─── Data for this exercise

PR #113, opened 2019-02-01
Remove the type class

parsonsmatt:
This PR removes the type class from `esqueleto` and simplifies all relevant types.


FintanH:
Fantastic :heart:

parsonsmatt:
@bitemyapp This is a big breaking change. Think we should lodge this in a 3.0 release or 2.8?

bitemyapp:
@parsonsmatt Based on http://hackage.haskell.org/package/esqueleto, I'd say this is a 3.0.

parsonsmatt:
@AKurilin I know y'all use this library a lot. Would this change harm your code base? I'm going to check with Lumi's codebase as well.

For some additional motivation for this change, I'm working on some complicated SQL logic. Somehow, the type is getting fixed to `Esqueleto Ratio SqlQuery SqlBackend`, and it's giving *all kinds* of totally useless errors. I know this is a simple type error. If the type were concrete, then I'd get an immediate pointer to where `SqlExpr` is getting confused with `Ratio`.

eborden:
@parsonsmatt This is a breaking change for us (Freckle). Though it is a breaking change I'd welcome.

cdparks:
I think there are only two places we'd need to update. All of our other helpers use concrete `SqlQuery` and `SqlExpr`.

parsonsmatt:
@eborden @cdparks Is it just a mechanical translation from `Esqueleto e q b => e x -> q (e y)` to `SqlExpr x -> SqlQuery (SqlExpr y)`, or is there some functionality that would be lost with this?

cdparks:
Yeah, that's exactly the change we'd have to make. We wouldn't lose any functionality, and the upgrade path is like a one-liner.

andrewthad:
I use a little bit of esqueleto in about a dozen different projects. I've never seen any value in having the typeclass since there's only one possible instance of it. I would be happy to see it go away.

eborden:
@parsonsmatt FYI, @cdparks has already fixed this in our codebase. All uses were unnecessary. The transition will now be painless.

parsonsmatt:
Thanks @eborden @cdparks :)

Issue #110, opened 2018-12-29
Building haddock for ghc-8.4+ is broken


brandon-leapyear:
```
$ cat .stack-work/logs/esqueleto-2.6.0.log
Configuring esqueleto-2.6.0...
Preprocessing library for esqueleto-2.6.0..
Building library for esqueleto-2.6.0..
Preprocessing library for esqueleto-2.6.0..
Running Haddock on library for esqueleto-2.6.0..
Haddock coverage:
haddock: internal error: internal: extractDecl
CallStack (from HasCallStack):
  error, called at utils/haddock/haddock-api/src/Haddock/Interface/Create.hs:1116:12 in main:Haddock.Interface.Create
```

This is broken both in `lts-12.24` and `lts-13.0`. It's probably a haddock bug, but I can't figure out why it's happening.

I suspect it has something to do with selectively exporting functions from [`Esqueleto`](https://github.com/bitemyapp/esqueleto/blob/master/src/Database/Esqueleto.hs#L41), but I don't know for sure.

brandon-leapyear:
I added debug code and got:
```
haddock: panic! (the 'impossible' happened)
  (GHC version 8.4.4 for x86_64-apple-darwin):
	extractDecl

Unhandled decl for SqlBackendKey:
    data family BackendKey backend :: *
Call stack:
    CallStack (from HasCallStack):
      callStackDoc, called at compiler/utils/Outputable.hs:1150:37 in ghc:Outputable
      pprPanic, called at src/Haddock/Interface/Create.hs:1100:12 in haddock-api-2.20.0-9FnywoxlUeu2IGqOI4hPVv:Haddock.Interface.Create
```
So this could be a bug in haddock/persistent

bitemyapp:
I don't think this is in our wheelhouse. I'm closing for now, re-open if I misunderstood or you learn something new.

parsonsmatt:
unfortunately I believe this will block putting `esqueleto` back on Stackage. I'm reopening

FintanH:
Is this causing the docs to not appear on Hackage? http://hackage.haskell.org/package/esqueleto-2.6.1/docs/Database-Esqueleto.html

![image](https://user-images.githubusercontent.com/3503528/53802936-16d21d80-3f3b-11e9-935a-c342ce767061.png)

parsonsmatt:
hmmm, I thought that this was going to be fixed by #114.

parsonsmatt:
[...]

PR #114, opened 2019-02-17
Export Persistent.Sql module explicitly

ChrisCoffey:
I ran afoul of https://github.com/bitemyapp/esqueleto/issues/110, but the advice in https://github.com/haskell/haddock/issues/979#issuecomment-459946930 suggesting an explicit export list rather than module export addresses the problem.

Its a pretty ugly solution & should be undone once [the ghc bug](https://gitlab.haskell.org/ghc/ghc/merge_requests/276) ships. But, it lets us build the docs...


ChrisCoffey:
Yes, that is the entire export list as specified in the `.hi` file.

parsonsmatt:
Wonderful, thanks! :joy:

PR #119, opened 2019-03-11
add postgress full text search operator

andrewthad:
work in progress

### DIFF
--- a/src/Database/Esqueleto/PostgreSQL.hs
+++ b/src/Database/Esqueleto/PostgreSQL.hs
@@ -15,6 +15,7 @@ module Database.Esqueleto.PostgreSQL
   , stringAgg
   , stringAggWith
   , maybeArray
+  , (@@.)
   , chr
   , now_
   , random_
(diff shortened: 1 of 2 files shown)


src/Database/Esqueleto/PostgreSQL.hs
```diff
@@ -143,6 +144,14 @@ stringAgg ::
   -> SqlExpr (Value (Maybe s)) -- ^ Concatenation.
 stringAgg expr delim = stringAggWith AggModeAll expr delim []
```
parsonsmatt:
```suggestion
-- | Full text search operator.
--
-- @since 2.8.0
```

andrewthad:
Although this currently works correctly, it’s probably better to have the second argument to this function accept something different.  Maybe an algebraic data types for constructing  various full text search predicates.

parsonsmatt:
Good point. Looks like it supports `&`, `|`, and `!`. It should be relatively straightforward to write that.

We may also want to incorporate more options for the `tsvector` type, too: https://www.postgresql.org/docs/9.5/datatype-textsearch.html 

It may be reasonable to have `@@.` for the simple case and `+@@.` (where `+` represents "extra") that's typed like `(+@@.) :: SqlExpr (Value TsVector) -> SqlExpr (Value TsQuery) -> SqlExpr Bool`.

bitemyapp:
Gonna close this for now, I'd be happy to merge a complete version of this if you pick this back up and take it home.

PR #120, opened 2019-04-06
Update README.md

StevenXL:
The application of `just` is unnecessary, and actually leads to a type error. The `?.` does all the work. ;)


bitemyapp:
Thanks!

PR #122, opened 2019-04-18
persistent-2.10 support

parsonsmatt:
Unfortunately a breaking change due to reexport of `PersistentImport`. That should probably be different.


parsonsmatt:
So, we can make this *not* a breaking change by CPPing in the export depending on the persistent version. 

```haskell
#if !MIN_VERSION_persistent(2,10,0)
type Connection = SqlBackend
{-# DEPRECATED Connection "stawp it" #-}
#endif
```

Basically, redefining the type synonyms that were deleted and giving new deprecation warnings.

I don't like this idea, fwiw.

parsonsmatt:
@bitemyapp Want to release this now, or would you like to collect some more stuff for the breaking change release?

parsonsmatt:
this gonna be part of 3.0

PR #126, opened 2019-06-17
sub_select produces invalid SQL sometimes

parsonsmatt:
This PR currently adds a failing test to demonstrate the problem. Will open an issue later.

### DIFF
--- a/.gitignore
+++ b/.gitignore
@@ -4,3 +4,4 @@
 .cabal-sandbox/
 cabal.sandbox.config
 .hspec-failures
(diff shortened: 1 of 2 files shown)


bitemyapp:
>`SqlError {sqlState = "42883", sqlExecStatus = FatalError, sqlErrorMsg = "function array_remove(record) does not exist", sqlErrorDetail = "", sqlErrorHint = "No function matches the given name and argument types. You might need to add explicit type casts."}`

──────

▸ Problem statement:
Look through the data and gather every line with the string "like" in it.

▸ Answer box:
Yeah, that's exactly the change we'd have to make. We wouldn't lose any functionality, and the upgrade path is like a one-liner.
Good point. Looks like it supports `&`, `|`, and `!`. It should be relatively straightforward to write that.
It may be reasonable to have `@@.` for the simple case and `+@@.` (where `+` represents "extra") that's typed like `(+@@.) :: SqlExpr (Value TsVector) -> SqlExpr (Value TsQuery) -> SqlExpr Bool`.
I don't like this idea, fwiw.
@bitemyapp Want to release this now, or would you like to collect some more stuff for the breaking change release?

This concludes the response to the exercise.